The study found that there was a clear difference in the average R&D spending between the companies in the treated group and those in the control group. However, while the super deduction offered was very generous, it only significantly impacted current R&D spending and not capital R&D spending. This lack of impact on capital R&D spending suggests that some companies may have tried to relabel their spending. The increase in Total R&D spending was driven solely by current spending. The super deduction caused an increase of 44% in current spending but had no significant effect on capital R&D spending. This suggests that some companies may have increased their current spending in order to benefit from the tax deduction without increasing their capital spending at a commensurate rate.
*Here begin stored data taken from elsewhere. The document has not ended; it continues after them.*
PR #2293, opened 2025-05-12
Fix Form\Layout::recursiveRender() to respect template regions

### LINKED ISSUE #2283: FormLayout does not respect Regions of added Views
Hi,

see this simple example:
```php
$form = Form::addTo($app);
$someView = View::addTo($form->layout, ['SomeContent'], ['SomeRegion']);
$someButtom = Button::addTo($form->layout,['SomeButtonTitle'],['SomeOtherRegion']);
```
with a custom formlayout template like
```html
<div class="eooCbcLeft">
    {$name}
    {$details}
    {$Content}
     {$Buttons}
</div>

<div class="eooCbcRight">
    {$SomeRegion}
    {$SomeOtherRegion}
</div>
```

`Form\Layout` will not respect the regions `SomeRegion` and `SomeOtherRegion`, but add `$someView` to `{$Content} and `$someButton` to `{$Buttons}`

I made some simple changes to Form\Layout which solves both problems, but its an ugly, and IMO a proper solution should refactor `Form\Layout::recursiveRender()`

```diff

    #[\Override]
    protected function recursiveRender(): void
    {
        $labeledControl = $this->inputTemplate->cloneRegion('LabeledControl');
        $noLabelControl = $this->inputTemplate->cloneRegion('NoLabelControl');
        $labeledGroup = $this->inputTemplate->cloneRegion('LabeledGroup');
        $noLabelGroup = $this->inputTemplate->cloneRegion('NoLabelGroup');

        $this->template->del('Content');

        foreach ($this->elements as $element) {
            // buttons go under Button section
            if ($element instanceof Button) {
+                if ($element->region && $this->template->hasTag($element->region)) {
+                   $this->template->dangerouslyAppendHtml(
+                      $element->region,
+                     $element->getHtml()
+                );
+                } else {
                    $this->template->dangerouslyAppendHtml('Buttons', $element->getHtml());
+                }
                continue;
            }

            if ($element instanceof self) {
                if ($element->label && !$element->inline) {
                    $template = $labeledGroup;
                    $template->set('label', $element->label);
                } else {
                    $template = $noLabelGroup;
                }

                if ($element->width) {
                    $template->set('width', $element->width);
                }

                if ($element->inline) {
                    $template->set('class', 'inline');
                }
                $template->dangerouslySetHtml('Content', $element->getHtml());
+                if ($element->region && $this->template->hasTag($element->region)) {
+                    $this->template->dangerouslyAppendHtml(
+                        $element->region,
+                        $template->renderToHtml()
+                    );
+                } else {
                    $this->template->dangerouslyAppendHtml('Content', $template->renderToHtml());
+                }
                continue;
            }

            // anything but controls or explicitly defined controls get inserted directly
            if (!$element instanceof Control || !$element->layoutWrap) {
+                if ($element->region && $this->template->hasTag($element->region)) {
+                    $this->template->dangerouslyAppendHtml(
+                        $element->region,
+                        $element->getHtml()
+                    ); // @phpstan-ignore method.notFound

+                } else {
                    $this->template->dangerouslyAppendHtml(
                        'Content',
                        $element->getHtml()
                    ); // @phpstan-ignore method.notFound
+                }
                continue;
            }

            $template = $element->renderLabel ? $labeledControl : $noLabelControl;
            $label = $element->caption ?? $element->entityField->getField()->getCaption();

            // anything but form controls gets inserted directly
            if ($element instanceof Control\Checkbox) {
                $template = $noLabelControl;
                $element->template->set('Content', $label);
            }

            if ($this->label && $this->inline) {
                if ($element instanceof Control\Input) {
                    $element->placeholder = $label;
                }
                $label = $this->label;
                $this->label = null;
            } elseif ($this->label || $this->inline) {
                $template = $noLabelControl;
                if ($element instanceof Control\Input) {
                    $element->placeholder = $label;
                }
            }

            // controls get extra pampering
            $template->dangerouslySetHtml('Input', $element->getHtml());
            $template->trySet('label', $label);
            $template->trySet('labelFor', $element->name . '_input');
            $template->set('controlClass', $element->controlClass);

            if ($element->entityField->getField()->required) {
                //$template->append('controlClass', 'required ');
            }

            if ($element->width) {
                $template->append('controlClass', $element->width . ' wide ');
            }

            if ($element->hint && $template->hasTag('Hint')) {
                $hint = Factory::factory($this->defaultHintSeed);
                $hint->name = $element->name . '_hint';
                if (is_object($element->hint) || is_array($element->hint)) {
                    $hint->add($element->hint);
                } else {
                    $hint->set($element->hint);
                }
                $hint->setApp($this->getApp());
                $template->dangerouslySetHtml('Hint', $hint->getHtml());
            } elseif ($template->hasTag('Hint')) {
                $template->del('Hint');
            }

            if ($this->template->hasTag($element->shortName)) {
                $this->template->dangerouslySetHtml($element->shortName, $template->renderToHtml());
            } else {
                $this->template->dangerouslyAppendHtml('Content', $template->renderToHtml());
            }
        }

        // collect JS from everywhere
        foreach ($this->elements as $view) {
            foreach ($view->_jsActions as $when => $actions) { // @phpstan-ignore property.notFound
                foreach ($actions as $action) {
                    $this->_jsActions[$when][] = $action;
                }
            }
        }
    }



```

PhilippGrashoff:
Fix https://github.com/atk4/ui/issues/2283 - respect region definitions of elements instead of always putting them into 'Buttons' or 'Content' sections.

Also make code of `recursiveRender()` more readable and adaptable by splitting its logic into several methods.


PhilippGrashoff:
I also do not see any sensible solution for this other than the clearer comment. I also checked `class_uses()`, but it only returns traits used by the current class, not by childen. And having to loop through all the parents just to check if ModelTrait is used seems an overkill, especially in a method executed as often as View::init().
Lets just update the comment and link this PR so others can read this discussion.

src/Form/Layout.php
```diff
@@ -124,120 +128,144 @@ public function addSubLayout($seed = [self::class], $addDivider = true)
...
+    {
+        if ($element->region && $this->template->hasTag($element->region)) {
+            $this->template->dangerouslyAppendHtml(
+                $element->region,
+                $element->getHtml()
+            );
+        } else {
+            $this->template->dangerouslyAppendHtml($defaultRegion, $element->getHtml());
         }
     }
```
mvorisek:
```suggestion
    private function renderElementToRegion(View $element, string $defaultRegion): void
    {
        $this->template->dangerouslyAppendHtml(
            $element->region && $this->template->hasTag($element->region)
                ? $element->region
                : $defaultRegion,
            $element->getHtml()
        );
    }
```

src/Form/Layout.php
```diff
@@ -124,120 +128,144 @@ public function addSubLayout($seed = [self::class], $addDivider = true)
     #[\Override]
     protected function recursiveRender(): void
     {
-        $labeledControl = $this->inputTemplate->cloneRegion('LabeledControl');
-        $noLabelControl = $this->inputTemplate->cloneRegion('NoLabelControl');
-        $labeledGroup = $this->inputTemplate->cloneRegion('LabeledGroup');
-        $noLabelGroup = $this->inputTemplate->cloneRegion('NoLabelGroup');
-
-        $this->template->del('Content');
+        $this->prepareTemplates();
```
mvorisek: I prefer to get this reverted. The templates are defined by the main template, no need to create properties for them.

The reason is keep the code as simple as possible, I do not see any value in this. If you do, please share the motivation and usecase.

src/Form/Layout.php
PhilippGrashoff: Nicer with ternary

src/Form/Layout.php
PhilippGrashoff: The only motivation to have the templates as properties is to have them available in the sub-methods without passing them as parameters. However, when writing this code, I also didn't see any other advantage in having these ttemplates as properties. Will pass them as parameters, unless you see a nicer way.

tests/Form/LayoutTest.php
```diff
@@ -0,0 +1,64 @@
...
+    public function testRecursiveRenderRespectsRegions(): void
+    {
+        $template = new HtmlTemplate(
+            '<div id="defaultRegion">{$Content}{$Buttons}</div><div id="anotherRegion">{$input2}{$AnotherRegion}</div>'
+        );
+        $form = new Form(
+            [
+                'buttonSave' => false,
+                'layout' => [
+                    Form\Layout::class,
```
mvorisek: is the seed class needed here?

tests/Form/LayoutTest.php
```diff
@@ -0,0 +1,64 @@
...
+        ViewWithContent::addTo($form->layout, ['View1']);
+        Form\Layout::addTo($form->layout, ['label' => 'Layout1']);
+
+        // all of these should be rendered inside #anotherRegion
+        Button::addTo($form->layout, ['Button2'], ['AnotherRegion']);
+        ViewWithContent::addTo($form->layout, ['View2'], ['AnotherRegion']);
+        Form\Layout::addTo($form->layout, ['label' => 'Layout2'], ['AnotherRegion']);
+
+        $renderedHtml = $form->getHtml();
+        $firstPart = substr($renderedHtml, 0, strpos($renderedHtml, 'id="anotherRegion"'));
```
mvorisek: This is too fragile and hard to read. Why not to use something like contains string and assert the whole inner html 1:1?

src/Form/Layout.php
```diff
@@ -129,115 +129,132 @@ protected function recursiveRender(): void
         $labeledGroup = $this->inputTemplate->cloneRegion('LabeledGroup');
         $noLabelGroup = $this->inputTemplate->cloneRegion('NoLabelGroup');
 
-        $this->template->del('Content');
+        $this->template->del('Content'); // TODO Content is empty in default template anyway. Needed?
```
mvorisek: There are mayn changes in this PR.

Please update the commits to represent clear history of the changes. When moving a larger chunk of code somewhere, do it in a separate commit, so the real changes can be reviewed easily.

src/Form/Layout.php
```diff
@@ -129,115 +129,132 @@ protected function recursiveRender(): void
...
                 }
+            }
+        }
+    }
 
-                if ($element->inline) {
-                    $template->set('class', 'inline');
-                }
-                $template->dangerouslySetHtml('Content', $element->getHtml());
+    protected function renderLayout(self $layout, HtmlTemplate $labeledGroup, HtmlTemplate $noLabelGroup): void
```
mvorisek:
```suggestion
    protected function recursiveRenderLayout(self $layout, HtmlTemplate $labeledGroup, HtmlTemplate $noLabelGroup): void
```

tests/Form/LayoutTest.php
PhilippGrashoff: No, changed it.

tests/Form/LayoutTest.php
PhilippGrashoff: asserting the whole HTML now

src/Form/Layout.php
PhilippGrashoff: Hi, I do not 100% get what you expect - lets have a quick ckat about this?

PhilippGrashoff:
after asserting the whole rendered HTML, CS Fixer complains about 2 lines which only have 2 spaces. Is there a simple way to stop CS Fixer complaining about this? The 2 spaces exist in the rendered HTML which is asserted, so I cannot simply remove them to satisfy CS fixer.

src/Form/Layout.php
mvorisek: I need to review moved code for corectness and then the individual changes.

So reset your local branch git branch on develop. Then move the code into the separate methods as you did /wo any additonal changes and commit. Then apply changes you propose in 1 or more separate commit per change. Then force force push.

mvorisek:
> after asserting the whole rendered HTML, CS Fixer complains about 2 lines which only have 2 spaces. Is there a simple way to stop CS Fixer complaining about this? The 2 spaces exist in the rendered HTML which is asserted, so I cannot simply remove them to satisfy CS fixer.

Can we fix the source/generator or does the trailing spaces do anything?

PhilippGrashoff:
The spaces dont do anything, no. Fixing this would be another PR IMO. I will check if CS Fixer complains about it when using <<<EOF

src/Form/Layout.php
PhilippGrashoff: understood, will do.

PhilippGrashoff: Done

mvorisek:
I have respushed your last 4 commits as you based the changes on "your develop", not the official develop.

Then thank you, so much easier to review now!

I redone the refactoring on my side and found still one difference - https://github.com/atk4/ui/compare/df52b30d0c2bf00c509ead36613d35d9e359b6f1...238dda14975a239f11082fc7dd2bc708103c8da2 - please explain and commit as extra commit.

PhilippGrashoff:
Hi, sry for messing up with my local dev - will always create a new branch locally for any changes from now.
Regarding your last comment: Don't ask me where this is coming from - I re-added the logic that Sub-Layouts are also rendered in "their" regions if they are defined.

CS is still failing unfortunately due to the spaces in the otherwise empty lines. Of course I could remove them by processing the rendered HTML, but that seems a bit messy to me - changing some return value of a function you want to assert right before asserting.

mvorisek:
I will look into the trailing spaces later, there are present probably because some leading spaces are added somewhere.

mvorisek:
The trailing 2 spaces are comming from https://github.com/atk4/ui/blob/6.0.0/template/form/layout/generic-input.html#L13.

mvorisek:
Great contribution! ❤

The DSIR offers a combination of incentives that effectively increase current and capital R&D expenditures. The fiscal incentives provided by DSIR have resulted in a sixfold increase in current expenditures and almost a two-fold increase in capital expenditures. However, it is important to note that while incentives to encourage R&D expenditures are beneficial, overly generous schemes can lead to abuse of the system. The Super deduction, for example, incentivizes firms to falsely label administrative expenses as R&D expenditures to take advantage of tax deductions without any actual increase in innovation.